Original topic: tidb和业务系统都报PD server timeout错误

| username: TiDBer_vC2lhR9G

[TiDB Usage Environment] Production Environment / Testing / Poc
[TiDB Version]
[Encountered Issues: Problem Phenomenon and Impact]

https://asktug.com/t/topic/1002300/4?_gl=11hwm3b1_gaMzc2NjY1NTg3LjE2NTI1MjM2OTU._ga_5FQSB5GH7F*MTY3NzQwMzUwMC4yOS4wLjE2Nzc0MDM1MDAuMC4wLjA.

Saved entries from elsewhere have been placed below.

PR #489, opened 2023-02-25
Do not expose kotlin stdlib to the consumers

yukukotani:
## Proposed Changes

This PR proposes to declare Kotlin stdlib with `implementation` instead of `api` in the Health Connect SDK's build configuration.

Currently, the Kotlin stdlib that Health Connect SDK depends on appears in the compile classpath of our app. This results in [class duplication](https://d.android.com/r/tools/classpath-sync-errors).

## Testing

Test: Our app using Health Connect SDK works well.

## Issues Fixed

Fixes: N/A

### DIFF
--- a/health/connect/connect-client/build.gradle
+++ b/health/connect/connect-client/build.gradle
@@ -31,7 +31,7 @@ BundleInsideHelper.forInsideAar(
 )
 
 dependencies {
-    api(libs.kotlinStdlib)
+    implementation(libs.kotlinStdlib)
     // Add dependencies here
     api("androidx.activity:activity:1.2.0")
     api("androidx.annotation:annotation:1.2.0")


liutikas:
What kind of class duplication are you hitting? Is it https://youtrack.jetbrains.com/issue/KT-55297 ? If so, the fix is described in the issue tracker. The bug is due to jetbrains moving classes between artifacts without proper gradle constraints

yukukotani:
@liutikas Oh yes, my error is the same as [KT-55297](https://youtrack.jetbrains.com/issue/KT-55297). Although it's the root problem, using `api` solves the error, right?

FYI, most of packages facing app developers are using `api` instead of `implementation`.
https://github.com/search?q=repo%3Aandroidx%2Fandroidx+%22libs.kotlinStdlib%22&type=code

liutikas:
> @liutikas Oh yes, my error is the same as [KT-55297](https://youtrack.jetbrains.com/issue/KT-55297). Although it's the root problem, using `api` solves the error, right?

It does not solve really it. The same issue will be seen with this as well. The only difference between api vs implementation is that one is on a compile classpath and the other is on runtime classpath.

> 
> FYI, most of packages facing app developers are using `api` instead of `implementation`. https://github.com/search?q=repo%3Aandroidx%2Fandroidx+%22libs.kotlinStdlib%22&type=code

Sure, this is not necessarily a bad change, but it will not fix your issue in general

PR #499, opened 2023-03-07
Convert java.lang.Math#random to kotlin.random.Random

veyndan:
Bug: 270612487


dlam:
fwiw, Kotlin has its own Random impl, but should be fine.

ianhanniballake (approved):

PR #898, opened 2026-07-25
fix:AndroidComposeView reads previous MotionEvent after recycling it

TestPlanB:
## Proposed Changes
- Avoid reading `previousMotionEvent` after it has been recycled.
- Use the cached `lastEvent` for hover-exit / down-event detection.
- Add a regression test for the mouse down path after hover exit.

## Testing

AndroidPointerInputTest#mousePress_afterHoverExit_doesNotReadPreviousMotionEventAfterRecycle

It verifies that when AndroidComposeView has a cached ACTION_HOVER_EXIT and then receives a mouse ACTION_DOWN , Compose does not read the old MotionEvent after recycling it.

## Issues Fixed

Fixes: https://issuetracker.google.com/issues/538645026


TestPlanB:
Could you please help review this patch? Thanks a lot.  @codingjeremy

PR #899, opened 2026-07-28
Using sdkmanager NDK installed in playground

danysantiago:
Also moved the ndkVersion used in androidx to a Gradle property so it is accessible from buildSrc.

Bug: 537276977
Test: Github runner


danysantiago:
Closing, only created to validate github runner.

PR #903, opened 2026-08-23
[Core] Delegate UriCompat.toSafeString to platform on API 28+

zanarellidev:
## Proposed Changes

- Delegate `UriCompat.toSafeString(@NonNull Uri uri)` to platform `android.net.Uri.toSafeString()` via `Api28Impl` on API 28 and above.
- Preserves the manual redaction algorithm as a backwards-compatible fallback on earlier API levels (SDK < 28).

## Testing

Test: Existing `UriCompatTest` suite in `:core:core`.


zanarellidev:
@google-cla I signed it!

The previous PD failure should be fixed, using the pd-recover recovery method, but after the business started, the tidb log reported many PD server timeouts, and the business system also reported it. I checked the forum and it said it might be due to high PD pressure or disk IO issues. I checked the monitoring and felt that the pressure was not high. Could the experts help me see what the situation is? Thank you.

[Resource Configuration]
[Attachments: Screenshots / Logs / Monitoring]

translator_bot · June 22, 2024, 4:23pm

| username: tidb菜鸟一只 | Original post link

Check the PD logs for any errors.
To troubleshoot PD IO issues, you can use Grafana monitoring → Disk Performance → Latency and Load metrics.
Additionally, investigate network-related conditions. Use Grafana monitoring → blackbox_exporter → Ping Latency to determine if the network between TiDB and the PD leader is normal.

translator_bot · June 22, 2024, 4:23pm

| username: xfworld | Original post link

Check the PD TSO related metrics to know. If it is below the system requirement value, you should consider upgrading the configuration.

Check if this parameter is enabled:

translator_bot · June 22, 2024, 4:23pm

| username: system | Original post link

This topic was automatically closed 60 days after the last reply. New replies are no longer allowed.